The Selection Strategy: • Another approach is to keep the array/list in unsorted order and find the right element when we dequeue. • Insertion then becomes O(1). • But access is then O(n). • You have to search through the array linearly. • Binary search cannot be used here, since the structure is unsorted.
Queues and Sorts • In either case, inserting elements into a priority queue then removing them sorts them by priority. • The insertion and selection strategies are analogous to their respective sorts. • In a selection-based queue, you must find the maximum priority item and return it as if it were at the end of the queue, just as you found the minimum value and swapped it to the end in selection sort. • In an insertion-based queue, you must insert the element in its proper position, shifting elements beyond it over (in an array). • There is another implementation of a priority queue using a data structure called a heap. • And consequently, another sorting algorithm, called heapsort. • We will cover this when we get to heaps.

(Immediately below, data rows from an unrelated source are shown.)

PR #1685, opened 2021-05-05
feat: setOnlineStatus method for map plugin to control context menu visibility (DHIS2-11053)

turban:
Fixes: https://jira.dhis2.org/browse/DHIS2-11053

`mapPlugin.setOnlineStatus('map', false)`

### DIFF
--- a/src/components/plugin/Plugin.js
+++ b/src/components/plugin/Plugin.js
@@ -32,6 +32,7 @@ class Plugin extends Component {
         super(props, context);
 
         this.state = {
+            isOnline: true,
             mapViews: props.mapViews, // Can be changed by drilling
             resizeCount: 0,
         };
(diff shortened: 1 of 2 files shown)


jenniferarnesen:
Here is what the spec says:

```
Drill-down / Drill-up
Drilling up and down levels in map data is not supported. The Drill up one level and Drill down one level menu items are disabled. If possible, a tooltip is displayed on hover with the content “Not available offline”.
Panning, Zooming, Tilting
Moving around in a map by panning, zooming or tilting is supported, even without the ability to load new basemap data.

```

I think the button still needs a disabled state with a tooltip?

turban:
I've updated PR so it (hopefully) aligns with the design spec from @cooper-joe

CRUD: Priority Queues • Enqueue (selection): O(1). • Enqueue (insertion): O(n). • Dequeue (selection): O(n). • Dequeue (insertion): O(1). • So you either pay on insert or access. For now, that’s your tradeoff. • The heap strategy is a compromise: • O(log n) for both. • But not really. • O(log n) is far better than O(n).
Common Applications • Stacks: • The system stack keeps track of function calls. • Pointers to free spaces on disk and memory in the OS are often accessed like stacks. • You can implement a whole system using just a stack and a tape drive. • Really. That’s what a Turing machine is. • Parsers make use of these. • Particularly a type of parser known as a “pushdown automaton”. • These get used a lot in compilers. • They’re handy for storing and reversing lists of numbers. • Queues: • Used a lot in synchronization of event-driven or multithreaded apps. • Events stream in and get stored in a queue until the app can handle them. • Used to model “arrivals” in general. • Used in almost all CPU scheduling algorithms. • Used for buffering device I/O. • Used for print jobs. • Priority queues: • Used for everything queues are used for when priority is important, and then some.

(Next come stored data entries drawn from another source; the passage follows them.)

PR #1720, opened 2021-05-26
feat: org unit layer (DHIS2-11071) 

turban:
Fixes: https://jira.dhis2.org/browse/DHIS2-11071

This PR will: 
- re-purpose the existing boundary layer to a new org unit layer in DHIS2 Maps
- make the facility layer more flexible and easier to use


turban:
Superseded by other PRs

PR #1732, opened 2021-06-01
fix: configure cypress tests to run on CI against live instance

jenniferarnesen:
This is just the initial step for getting cypress back into the workflow for maps. Next will be to enable more tests and organize them, and to use the network shim.

The test instance is the one used by dashboard-app and automatically gets reset every other day. Shouldn't cause any issues.


amcgee (approved):
LGTM

turban (approved):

(Push (Push (Push Pop) Pop) Pop) • This is all we will cover simple stacks and queues. They are fairly simple structures. • We will come back to priority queues when we learn about heaps. • The lesson: • It is often better to store things, prioritize them, and finish them one at a time than to attend to everything as it demands your attention. • Next class: Mergesort, Shellsort, Quicksort.

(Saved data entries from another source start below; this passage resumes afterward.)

PR #1734, opened 2021-06-03
fix: use period generators from dhis2/analytics (DHIS2-11266) 

turban:
Fixes: https://jira.dhis2.org/browse/DHIS2-11266

This PR will switch from d2/period/generators, which is no longer up-to-date, to the period generators in @dhis2/analytics. We also add more fixed period to align it with Data Visualizer: 
- Weekly (Start Wednesday)
- Weekly (Start Thursday)
- Weekly (Start Saturday)
- Weekly (Start Sunday)
- Bi-weekly
- Financial year (Start November)

Locale is no longer passed to the period generator as it is not supported by @dhis2/analytics (it was used in d2 to create a language sensitive date string using `toLocaleDateString`). 

This PR will also update the d2-ui dependencies to the latest version (7.3.0)

Hiding periods based on system settings will be in a separate PR: https://jira.dhis2.org/browse/DHIS2-11245

After this PR: 

Screenshot 2021-06-07 at 17 39 06

Screenshot 2021-06-07 at 17 43 30

fixedperiods


src/constants/periods.js
```diff
@@ -2,17 +2,23 @@ import i18n from '@dhis2/d2-i18n';
...
+    { id: 'QUARTERLY', name: i18n.t('Quarterly') },
+    { id: 'SIXMONTHLY', name: i18n.t('Six-monthly') },
+    { id: 'SIXMONTHLYAPR', name: i18n.t('Six-monthly April') },
+    { id: 'YEARLY', name: i18n.t('Yearly') },
+    { id: 'FYNOV', name: i18n.t('Financial year (Start November)') },
+    { id: 'FYOCT', name: i18n.t('Financial year (Start October)') },
+    { id: 'FYJUL', name: i18n.t('Financial year (Start July)') },
+    { id: 'FYAPR', name: i18n.t('Financial year (Start April)') },
     { id: 'StartEndDates', name: i18n.t('Start/end dates') },
 ];
```
janhenrikoverland, line 24: Import the ids from here: https://github.com/dhis2/analytics/blob/7de0afe0b16f719cd0949d2f84487de18f4c4871/src/index.js#L233 ?

turban: It increases the code complexity, but will change so we follow the same code pattern across the apps.

turban: Fixed.

janhenrikoverland (approved):
LG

Assignment 2: • Using the EmployeeLoader class, write a program that groups employees (read from Employees.csv) by city. • Compute the average salary for each city. • Output the names and average salaries of the cities with the 25 highest average salaries in descending order. • You are effectively implementing the following SQL query: • SELECT City, AVG(Salary) FROM Employees GROUP BY City ORDER BY Salary DESC LIMIT 25 • Describe the data structures and algorithms you used and why you chose them. • Deadline: Tuesday, February 24.